> [Source data]

PR #311, opened 2025-03-05
Fill in languages addresses, document TREATMENT_DATA

AnonymousRandomPerson:


symbols/overlay29.yml
```diff
@@ -9723,6 +9728,23 @@ overlay29:
         NA: 0x2
         JP: 0x2
       description: The additional amount by which belly is decreased every turn when inside walls (fractional thousandths)
+    - name: TREATMENT_DATA
```
UsernameFodder, line 9731: Can we call this `MONSTER_TREATMENT_DATA`?

UsernameFodder (changes requested):

symbols/overlay29.yml
AnonymousRandomPerson: Done.

UsernameFodder (approved):

PR #312, opened 2025-04-22
Fix anim_ctrl embed in animation + wan fragment + some animation_control fields

marius851000:
Some small fix and improvement for what I’m working on.

Note that I’m still not 100% sure of how to properly handle offset_x, but it work in my implementation.

### DIFF
--- a/headers/types/files/wan.h
+++ b/headers/types/files/wan.h
@@ -7,7 +7,7 @@ enum wan_sprite_type {
     WAN_SPRITE_PROPS_UI = 0, // for object and UI objects
     WAN_SPRITE_CHARA = 1,    // for monster sprites
     WAN_SPRITE_UNK_2 = 2,
-    WAN_SPRITE_UNK_3 = 3,
+    WAN_SPRITE_UNK_3 = 3, // use the 3D engine for rendering. Used by a few sprites in effect.bin.
 };
 
 // This is usually stored as a 16-bit integer
@@ -16,7 +16,7 @@ ENUM_16_BIT(wan_sprite_type);
 #pragma pack(pop)
 
 struct wan_animation_header {
-    void* frames;
+    struct wan_fragment** frames; // first level is a frame, pointing to a list of fragments
     struct wan_offset* frame_offsets;
     struct wan_animation_group* animations;
     uint16_t nb_animation_groups;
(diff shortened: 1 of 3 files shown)


headers/types/files/wan.h
```diff
@@ -95,4 +95,34 @@ struct wan_header {
...
+    int8_t unk1;
+    int8_t unk2;
+
+    // 2 bytes
+    int8_t offset_y : 8;
+    bool unk3 : 1;
+    bool unk4 : 1;
+    uint8_t likely_padding_1 : 3;
+    bool is_mosaic : 1;
+    uint8_t shape_indice : 2; // as used in OBJ attribute 1
```
UsernameFodder, line 110: Is this supposed to be `shape_index`?

headers/types/files/wan.h
```diff
@@ -95,4 +95,34 @@ struct wan_header {
...
+
+    // 2 bytes
+    uint16_t offset_x : 9; // The value to be used is this - 256, which can end up negative.
+    bool likely_padding_2 : 1;
+    bool unk5 : 1;
+    bool is_last : 1;
+    bool h_flip : 1;
+    bool v_flip : 1;
+    uint8_t size_indice : 2; // as used in OBJ attribute 0
```
UsernameFodder, line 119: Is this supposed to be `size_index`?

headers/types/files/wan.h
```diff
@@ -95,4 +95,34 @@ struct wan_header {
 #pragma pack(pop)
 ASSERT_SIZE(struct wan_header, 10);
 
+struct wan_fragment {
+    int16_t fragment_bytes_index; // negative mean using the previous defined fragment bytes (or to
+                                  // not update it?)
```
UsernameFodder, line 100: Let's move this comment above the field so we don't need to break the comment

UsernameFodder (changes requested):

headers/types/files/wan.h
marius851000: No. indice is to be understood what the dictionary tell me is an obsolete form of indication. I think this terminology in this context come from ppmdu_tools of psy_commando (of which I derive many of my wan knowledge).
I... would prefer to keep it like that.

headers/types/files/wan.h
marius851000: Done

headers/types/files/wan.h
UsernameFodder: I see. Okay, we'll keep it as is then

UsernameFodder (approved):

PR #318, opened 2025-05-16
Create overlay00.h + misc. functions

assidion2:


symbols/arm9.yml
```diff
@@ -9952,6 +9952,15 @@ arm9:
...
         r0: dungeon ID
+    - name: RevertGiratinaAndShaymin
+      address:
+        EU: 0x20589F0
+        NA: 0x2058674
+      description: |-
+        Reverts Giratina and Shaymin party members to their standard forms.
+        
+        r0: team member index in party
+        r1: ?
```
UsernameFodder, line 9963: The C prototype doesn't show a second parameter. Is there one or not?

symbols/overlay00.yml
```diff
@@ -15,5 +15,12 @@ overlay0:
     Likely contains supporting data and code related to the top menu.
     
     This is loaded together with overlay 1 while in the top menu. Since it's in overlay group 2 (together with overlay 10, which is another "data" overlay), this overlay probably plays a similar role. It mentions several files from the BACK folder that are known backgrounds for the top menu.
-  functions: []
+  functions:
+    - name: SelectRandomBackground
+        address:
```
UsernameFodder, line 20: These are indented too far. `address` and `description` should be at the same level as `name`

symbols/arm9.yml
assidion2: There is, fixed

UsernameFodder (approved):

PR #325, opened 2025-07-12
Corrected input of GetMonsterDisplayNameType

Chesyon:
Was listed as an entity pointer; should be a monster pointer.


UsernameFodder (changes requested):
I don't think you're in `CREDITS.txt`, can you add yourself?

UsernameFodder (approved):

PR #327, opened 2025-07-29
Document PM_ForceToPowerOff

Chesyon:


Frostbyte0x70:
Some additional context: This function can also be found in the decomps of other games, such as [here](https://github.com/pret/pokediamond/blob/31df5f825e7e579b08f1ebbd8237e73851b2586a/arm9/asm/SPI_pm.s#L572), for example.

Maybe we could also document the two functions contained within (`PM_ForceToPowerOffAsync` and `PMi_WaitBusy`), while we're at it.

symbols/arm9/libs.yml
```diff
@@ -2181,6 +2181,16 @@ libs:
...
         r0: Overlay info struct
+    - name: PM_ForceToPowerOff
+      address:
+        EU: 0x20823A4
+        NA: 0x208200C
+        JP: 0x20822F4
+      description: |-
+        Powers off the system.
+        
+        No params.
```
UsernameFodder, line 2192: The return value counts as a `param`, so remove this line

UsernameFodder (changes requested):

UsernameFodder:
> Maybe we could also document the two functions contained within (`PM_ForceToPowerOffAsync` and `PMi_WaitBusy`), while we're at it.

I have a branch that tried to correlate all the stuff from the NitroSDK to Sky, and it worked pretty well, I just never got around to porting most of it because it was a huge pain. If somebody wanted to do that for me, that'd be cool 🙂.

UsernameFodder (approved):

> [About this task] The expected answer is each line of the records above that includes the string "value".

> [Exercise output]
+    uint16_t offset_x : 9; // The value to be used is this - 256, which can end up negative.
UsernameFodder, line 2192: The return value counts as a `param`, so remove this line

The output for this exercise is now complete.